● Action item
Reproduce the listing exactly, so that no line differs from the original.

━━━━━ Extracted entries ━━━━━

PR #14443, opened 2020-05-29
We still need to call the data endpoint

willdurand:
Fixes https://github.com/mozilla/addons-server/issues/14444


willdurand:
Merging because we don't have any tests for this part of the codebase.

PR #14446, opened 2020-05-29
add Block.average_daily_users property

### LINKED ISSUE #14407: Block refactoring - add .active_daily_user and drop FakeAddon
splitting out some of the work from #14391

eviljeff:
fixes #14407

### DIFF
--- a/src/olympia/blocklist/models.py
+++ b/src/olympia/blocklist/models.py
@@ -75,6 +75,11 @@ class Block(ModelBase):
         return Addon.unfiltered.filter(
             guid=self.guid).only_translations().first()
 
+    @property
+    def average_daily_users(self):
+        addon = self.addon
+        return addon.average_daily_users if addon else 0
+
     @cached_property
     def addon_versions(self):
         # preload_addon_versions will overwrite this cached_property.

━━━━━

● Result of this exercise
PR #14443, opened 2020-05-29
We still need to call the data endpoint

willdurand:
Fixes https://github.com/mozilla/addons-server/issues/14444


willdurand:
Merging because we don't have any tests for this part of the codebase.

PR #14446, opened 2020-05-29
add Block.average_daily_users property

### LINKED ISSUE #14407: Block refactoring - add .active_daily_user and drop FakeAddon
splitting out some of the work from #14391

eviljeff:
fixes #14407

### DIFF
--- a/src/olympia/blocklist/models.py
+++ b/src/olympia/blocklist/models.py
@@ -75,6 +75,11 @@ class Block(ModelBase):
         return Addon.unfiltered.filter(
             guid=self.guid).only_translations().first()
 
+    @property
+    def average_daily_users(self):
+        addon = self.addon
+        return addon.average_daily_users if addon else 0
+
     @cached_property
     def addon_versions(self):
         # preload_addon_versions will overwrite this cached_property.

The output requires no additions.